Honestly, though, she could write just about anything and I'd be willing to forgive her, solely because of You've Got Mail, which I have seen approximately three thousand times and gladly anticipate watching three thousand more before I die.







The Sweetness at the Bottom of the Pie (A Flavia de Luce novel) by Alan Bradley

You read detective series, murder mysteries, etc, and you tell yourself you're content with what's out there, and then you read this series.  Introducing Flavia de Luce, a plucky, 11-year-old girl living in the English countryside of the 1950's, who loves her distant father, is disdained by her two older sisters, and more than anything, loves chemistry, specifically poisons.  Flavia finds herself in all kinds of scrapes and tough spots throughout the series, and constantly has to help the local constabulary solve crimes, whether they want her help or not.
Flavia is simply marvelous.  I want to adopt her and bring her to 21st century Iowa, where she would no doubt achieve world domination in two short years.
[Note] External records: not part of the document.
PR #299, opened 2024-02-08
Issue #293: fixing generation of installation infrastructure

### LINKED ISSUE #293: Wrong include paths for CMake installation
When issuing `make install`, CMake creates several CMake configuration files for CMake-based projects to easily import ALP, as from the [docs](https://github.com/Algebraic-Programming/ALP/blob/develop/docs/Use_ALPGraphBLAS_in_your_own_project.md#via-cmake).

Some include paths (for transition libraries) are wrong in the installation, due to wrong settings in `include/CMakeLists.txt`. They should easily be fixed.

alberto-scolari:
Closes #293

### DIFF
--- a/include/CMakeLists.txt
+++ b/include/CMakeLists.txt
@@ -100,7 +100,12 @@ install( TARGETS backend_headers_nodefs EXPORT GraphBLASTargets
 	INCLUDES DESTINATION "${INCLUDE_INSTALL_DIR}"
 )
 
-install( TARGETS alp_utils_headers EXPORT GraphBLASTargets )
+# the utils library currently depends heavily on other ALP functionalities,
+# but could be easily split out in future; in view of this, export an
+# independent include path (incidentally the same as ALP)
+install( TARGETS alp_utils_headers EXPORT GraphBLASTargets
+	INCLUDES DESTINATION "${INCLUDE_INSTALL_DIR}"
+)
 
 if( WITH_REFERENCE_BACKEND_HEADERS )
 	add_library( backend_reference_headers INTERFACE )
@@ -244,3 +249,4 @@ install( DIRECTORY "${CMAKE_CURRENT_SOURCE_DIR}/transition/"
 install( TARGETS transition_headers EXPORT GraphBLASTargets
 	INCLUDES DESTINATION "${TRANSITION_INCLUDE_INSTALL_DIR}"
 )
+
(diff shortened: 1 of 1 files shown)


anyzelman:
"Wrong" means there is a bug right? I added the bug label.

Also likewise perhaps add @byjtew as additional (cmake;) reviewer?

include/CMakeLists.txt
```diff
@@ -228,21 +225,22 @@ configure_file( ${CMAKE_CURRENT_SOURCE_DIR}/transition/spblas.h.in
...
-	DESTINATION "${INCLUDE_INSTALL_DIR}/transition"
+	DESTINATION "${TRANSITION_INCLUDE_INSTALL_DIR}"
 	FILES_MATCHING REGEX "${HEADERS_REGEX}"
 )
 
-install( TARGETS transition_headers EXPORT GraphBLASTargets )
-
+install( TARGETS transition_headers EXPORT GraphBLASTargets
+	INCLUDES DESTINATION "${TRANSITION_INCLUDE_INSTALL_DIR}"
+)
```
anyzelman, line 251: Missing empty line at end of file

include/CMakeLists.txt
```diff
@@ -101,9 +100,7 @@ install( TARGETS backend_headers_nodefs EXPORT GraphBLASTargets
 	INCLUDES DESTINATION "${INCLUDE_INSTALL_DIR}"
 )
 
-install( TARGETS alp_utils_headers EXPORT GraphBLASTargets
-	INCLUDES DESTINATION "${INCLUDE_INSTALL_DIR}"
-)
+install( TARGETS alp_utils_headers EXPORT GraphBLASTargets )
```
anyzelman: Why's `INCLUDES DESTINATION` removed here but added for other targets later on (e.g., transition_headers?)

anyzelman (changes requested):

include/CMakeLists.txt
alberto-scolari: fixed in latest commit

include/CMakeLists.txt
alberto-scolari: This has changed in the last commit, let me explain the motivation behind both changes.

This line was removed because it is redundant: the utils library has the same include paths as ALP, already installed at line 100 of the same file.

The second commit adds it again because the utils library is ideally a separate library, so this way we have independently installed targets: a user could ideally link utils without linking ALP, or vice versa. A comment explains this.

anyzelman: Got it, many thanks!

anyzelman:
I'm ok with this one if @byjtew is=)

byjtew (approved):

anyzelman (approved):

anyzelman:
Review OK, CI OK, all smoke tests OK, will merge

PR #301, opened 2024-02-09
283 provide the implementation of the masked outer product

### LINKED ISSUE #283: Provide the implementation of the maskedOuter(Matrix result, Matrix mask, Vector u, Vector v)
Provide the implementation of the outer product of vectors u and v, masked to non-zero values of the matrix mask.

aleksamilisavljevic:
Closes #283 

Depends on #317


include/graphblas/reference/blas3.hpp
```diff
@@ -916,6 +916,206 @@ namespace grb {
...
+		for( size_t i = 0; i < nrows; ++i ) {
+			if( internal::getCoordinates( u ).assigned( i ) ) {
+				for( auto k = mask_raw.col_start[ i ]; k < mask_raw.col_start[ i + 1 ]; ++k ) {
+					const size_t k_col = mask_raw.row_index[ k ];
+					if( internal::getCoordinates( v ).assigned( k_col ) ) {
+						nzc++;
+					}
+				}
+			}
+		}
```
byjtew, line 2430: If the matrix contains many sparse rows, iterating over the assigned coordinates of `u` would be more efficient. 

```suggestion
		for( size_t i : internal::getCoordinates( u ) ) {
			for( auto k = mask_raw.col_start[ i ]; k < mask_raw.col_start[ i + 1 ]; ++k ) {
				const size_t k_col = mask_raw.row_index[ k ];
				if( internal::getCoordinates( v ).assigned( k_col ) ) {
					nzc++;
				}
			}
		}
```

On the other hand, you can no longer use openMP on the outer foreach-loop. This leads to the second suggestion:

```suggestion
#ifdef _H_GRB_REFERENCE_OMP_BLAS3
		#pragma omp parallel for reduction(+:nzc)
#endif
		for( size_t i = 0; i < nrows; ++i ) {
			if( internal::getCoordinates( u ).assigned( i ) ) {
				for( auto k = mask_raw.col_start[ i ]; k < mask_raw.col_start[ i + 1 ]; ++k ) {
					const size_t k_col = mask_raw.row_index[ k ];
					if( internal::getCoordinates( v ).assigned( k_col ) ) {
						nzc++;
					}
				}
			}
		}
```

include/graphblas/reference/blas3.hpp
```diff
@@ -916,6 +916,206 @@ namespace grb {
...
+				return PANIC;
+			} else {
+				return FAILED;
+			}
+		}
+
+		grb::Monoid<
+			grb::operators::left_assign< OutputType >,
+			grb::identities::zero
+		> monoid;
```
byjtew: Shouldn't it be a template parameter instead ?

include/graphblas/reference/blas3.hpp
```diff
@@ -916,6 +916,206 @@ namespace grb {
...
+			}
+			CRS_raw.col_start[ i + 1 ] = nzc;
+		}
+
+
+		A_col_index[ 0 ] = 0;
+		for( size_t j = 1; j < ncols; ++j ) {
+			CCS_raw.col_start[ j + 1 ] += CCS_raw.col_start[ j ];
+			A_col_index[ j ] = 0;
+		}
```
byjtew: Split this loop in two and assign `A_col_index` in a separate `#pragma omp parallel for simd`

include/graphblas/reference/blas3.hpp
```diff
@@ -916,6 +916,206 @@ namespace grb {
...
+
+
+		const size_t old_nzc = nzc;
+
+		// use previously computed CCS offset array to update CCS during the
+		// computational phase
+		nzc = 0;
+		for( size_t i = 0; i < nrows; ++i ) {
+			coors.clear();
+			if( internal::getCoordinates( u ).assigned( i ) ) {
```
byjtew:
```suggestion
			if( internal::getCoordinates( u ).assigned( i ) ) {
				coors.clear();
```

include/graphblas/reference/blas3.hpp
```diff
@@ -916,6 +916,206 @@ namespace grb {
...
+			assert( CCS_raw.col_start[ j + 1 ] - CCS_raw.col_start[ j ] ==
+				A_col_index[ j ] );
+		}
+		assert( nzc == old_nzc );
+		
+
+		internal::setCurrentNonzeroes( A, nzc );
+		
+		return ret;
+	}
```
byjtew: Comments on the whole function:
- Add openMP support
- Wrap any CCS logic into `if( !( descr & descriptors::force_row_major ) )`

tests/unit/CMakeLists.txt
```diff
@@ -246,6 +246,10 @@ add_grb_executables( outer outer.cpp
 	BACKENDS reference reference_omp hyperdags nonblocking
 )
 
+add_grb_executables( maskedOuter maskedOuter.cpp
+	BACKENDS reference
```
byjtew: I can do the implementation for the other backends than `reference_omp` if you want, that's pretty quick.

tests/unit/maskedOuter.cpp
```diff
@@ -0,0 +1,226 @@
...
+	> ring;
+
+	// initialise vec
+	const double * vec_iter = &(vec1_vals[ 0 ]);
+	grb::RC rc = grb::buildVector( u, vec_iter, vec_iter + 3, SEQUENTIAL );
+	if( rc != SUCCESS ) {
+		std::cerr << "\t initial buildVector FAILED\n";
+		error = 5;
+	}
+
```
byjtew: We recently added the `std::initializer_list<>` constructor for `grb::Vector` if you want 😄 

```suggestion
	grb::Vector< double > u = { 1, 2, 3 };
```

include/graphblas/reference/blas3.hpp
```diff
@@ -916,6 +916,206 @@ namespace grb {
...
+
+		assert( phase != TRY );
+		if( nrows != grb::nrows( A ) || nrows != m ) {
+			return MISMATCH;
+		}
+
+		if( ncols != grb::ncols( A ) || ncols != n ) {
+			return MISMATCH;
+		}
+
```
byjtew, line 2395: Another clause guard for *empty mask* or *empty u* or *empty v* would be nice

byjtew (changes requested):
Nice implementation, the openMP implementation is pretty quick and easy. 
Good job 👍 

Also, it would be nice to have a (maybe separate) unit test with a user-provided size of the matrix instead of a single predefined one.

include/graphblas/reference/blas3.hpp
aleksamilisavljevic: Shouldn't the matrix just be empty in that case?

tests/unit/maskedOuter.cpp
aleksamilisavljevic: Done, thanks!

include/graphblas/reference/blas3.hpp
byjtew: Yes it should be cleared

tests/unit/CMakeLists.txt
aleksamilisavljevic: Much obliged if you could complete the implementation. The dependencies necessary for the bsp1d seem to break something on my machine.

include/graphblas/reference/blas3.hpp
aleksamilisavljevic: Done, thanks!

include/graphblas/reference/blas3.hpp
aleksamilisavljevic: Done, thanks!

include/graphblas/reference/blas3.hpp
aleksamilisavljevic: Done, thanks!

tests/unit/CMakeLists.txt
byjtew: Sure, I'll push it tomorrow

include/graphblas/reference/blas3.hpp
aleksamilisavljevic: Thanks, I opted for the second suggestion here

include/graphblas/reference/blas3.hpp
aleksamilisavljevic: This monoid can be completely removed, thanks.

include/graphblas/reference/blas3.hpp
byjtew: No wait there is a catch, if you read extremely attentively the doc: "empty mask" means "no mask". Hence, you should rely on the non-masked variant.

aleksamilisavljevic: Wait, I interpreted "empty mask" as it has nnz = 0? Is this the correct interpretation?

byjtew: Yes, "empty mask" means `nnz(mask)==0`

aleksamilisavljevic: But then, a mask with all non-zeros would return the same result as the mask with no non-zeros, right?

byjtew:
Yes, that's not intuitive I agree.
-------- Original Message --------

include/graphblas/reference/blas3.hpp
aleksamilisavljevic: Ok, did that, thanks for this case!

byjtew: @anyzelman Can you confirm ?

anyzelman: Sorry, saw this late -- empty mask means `size(mask)==0`

byjtew: @aleksamilisavljevic Ok sorry for the confusion it's not `nnz(mask)==0` but `size(mask)==0`

tests/unit/CMakeLists.txt
byjtew: (the tomorrow of today)

include/graphblas/reference/blas3.hpp
aleksamilisavljevic: Resolved, thanks.

byjtew:
By the way, why do you call the function `maskedOuter` and not simply `outer`, since the arguments are different it wouldn't collide with the non-masked implementation

byjtew:
I also realised that you were only checking against the structure of the mask (coordinates), but never its values (which is tricky when allowing void & non-void)

tests/unit/maskedOuter.cpp
```diff
@@ -100,8 +100,8 @@ void grbProgram( const void *, const size_t in_size, int &error ) {
 	}
 
 	if( !error ) {
-		rc = grb::maskedOuter< descriptors::force_row_major >( Result2, Mask2, u, v, ring.getMultiplicativeOperator(), RESIZE );
-		rc = rc ? rc : grb::maskedOuter< descriptors::force_row_major >( Result2, Mask2, u, v, ring.getMultiplicativeOperator() );
+		rc = grb::outer< descriptors::force_row_major >( Result2, Mask2, u, v, ring.getMultiplicativeOperator(), RESIZE );
+		rc = rc ? rc : grb::outer< descriptors::force_row_major >( Result2, Mask2, u, v, ring.getMultiplicativeOperator() );
 		if( rc != grb::SUCCESS ) {
 			std::cerr << "Unexpected return code from grb::maskedOuter: "
```
byjtew:
```suggestion
			std::cerr << "Unexpected return code from grb::outer: "
```

tests/unit/maskedOuter.cpp
```diff
@@ -253,8 +253,8 @@ void grb_program_custom_size( const size_t &n, int &error ) {
 	}
 
 	if( !error ) {
-		rc = grb::maskedOuter( Result, Mask, u, v, ring.getMultiplicativeOperator(), RESIZE );
-		rc = rc ? rc : grb::maskedOuter( Result, Mask, u, v, ring.getMultiplicativeOperator() );
+		rc = grb::outer( Result, Mask, u, v, ring.getMultiplicativeOperator(), RESIZE );
+		rc = rc ? rc : grb::outer( Result, Mask, u, v, ring.getMultiplicativeOperator() );
 		if( rc != grb::SUCCESS ) {
 			std::cerr << "Unexpected return code from grb::maskedOuter: "
```
byjtew:
```suggestion
			std::cerr << "Unexpected return code from grb::outer: "
```

byjtew (changes requested):

aleksamilisavljevic:
> I also realised that you were only checking against the structure of the mask (coordinates), but never its values (which is tricky when allowing void & non-void)

Yes, I was actually implementing the structural mask. @byjtew, if the structural descriptor isn't set, is it intended that values evaluate to true iff `mask_raw.getValue(...)` returns something that evaluates to true?

byjtew:
> > I also realised that you were only checking against the structure of the mask (coordinates), but never its values (which is tricky when allowing void & non-void)
> 
> Yes, I was actually implementing the structural mask. @byjtew, if the structural descriptor isn't set, is it intended that values evaluate to true iff `mask_raw.getValue(...)` returns something that evaluates to true?

Not that simple, you should use `utils::interpretMask<descr, T>` instead, it will interpret the mask value to true or false and handle the void case for you.

tests/unit/maskedOuter.cpp
aleksamilisavljevic: Done, thanks

aleksamilisavljevic:
> > > I also realised that you were only checking against the structure of the mask (coordinates), but never its values (which is tricky when allowing void & non-void)
> > 
> > 
> > Yes, I was actually implementing the structural mask. @byjtew, if the structural descriptor isn't set, is it intended that values evaluate to true iff `mask_raw.getValue(...)` returns something that evaluates to true?
> 
> Not that simple, you should use `utils::interpretMask<descr, T>` instead, it will interpret the mask value to true or false and handle the void case for you.

The descriptors should now be properly handled.

include/graphblas/base/blas3.hpp
```diff
@@ -442,6 +442,100 @@ namespace grb {
...
 
+	/**
+	 * Masked outer product of two vectors. Assuming vectors \a u and \a v are
+	 * oriented column-wise, the result matrix \a A will contain \f$ uv^T \f$,
+<<<<<<< HEAD
+	 * masked to non-zero values from \a mask. This is an out-of-place
+=======
+	 * masked to non-zero values from \a mask.. This is an out-of-place
+>>>>>>> 8b4813514f3b87c9a0fe12d0808fd7a6bef80618
+	 * function and will be updated soon to be in-place instead.
```
byjtew: ????

aleksamilisavljevic: Many thanks, don't know how I missed that.

byjtew:
Feel free to mark the MR as "ready" if the tests pass.

aleksamilisavljevic:
> Feel free to mark the MR as "ready" if the tests pass.

Ok, but now I'm wondering if the structural_complement descriptor should be supported at all. I guess that the similar case could be made for forbidding it as in #242

byjtew:
Running the test in the internal GitLab
@aleksamilisavljevic 

---

**FAILING TESTS** for all backends
* `tests/unit/maskedOuter_ndebug_<backend>`
* `tests/unit/maskedOuter_debug_<backend>`

anyzelman:
> > Feel free to mark the MR as "ready" if the tests pass.
> 
> Ok, but now I'm wondering if the structural_complement descriptor should be supported at all. I guess that the similar case could be made for forbidding it as in #242

I would agree-- structurally inverting any sparse matrix seems never a good idea

aleksamilisavljevic:
> Running the test in the internal GitLab @aleksamilisavljevic
> 
> **FAILING TESTS** for all backends
> 
>     * `tests/unit/maskedOuter_ndebug_<backend>`
> 
>     * `tests/unit/maskedOuter_debug_<backend>`

There was a bug in the way the test status was reported. It should be fine now, but I don't have access to the internal GitLab to check it.

Thanks to @aristeidis-mastoras for helping with the debug.

anyzelman:
This actually seems ready, so I provisionally slot it for v0.8

GiovaGa:
Currently `maskedOuter` unit test is failing. I will look into it.

I noticed that this should be merged only after #317 !
Changes in `include/graphblas/utils.hpp` are due to the implementation of some features from there. Some manual context fixes may be needed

The Kitchen Boy: A Novel of the Last Tsar by Robert Alexander

I blame Shonya for the sleep I lost while reading this book, but I thank her deeply for recommending it in the first place.  This is a historical novel set in the last days of Nicholas Romanov, his wife, and children, after they had been ousted both from power and the royal palace, and told from the perspective of the kitchen boy, one of their last few faithful subjects allowed to serve them to the end, even while under house arrest.  It became apparent through reading this that I know next to nothing about Russian history (this seems to be a disturbing trend for me), and was fascinated to learn about this royal family, their beliefs, downfall, relationships to each other and the Russian people, and all the other things I'm surely leaving out.  This book was good.  Like, five out of five stars on Goodreads-good.  It's relatively short, but the pacing is perfect, you come to love and sympathize with the characters, and while I don't want to give too much away, you may get actual motion sickness from the violence of the plot twist that hits you when you least expect it.  I've refrained quite well from begging you to read this or that so far in this post, but you know I can't let one of these Books posts go by without beseeching you at least once, so here it is:  The Kitchen Boy.  Read it.  Thank me later.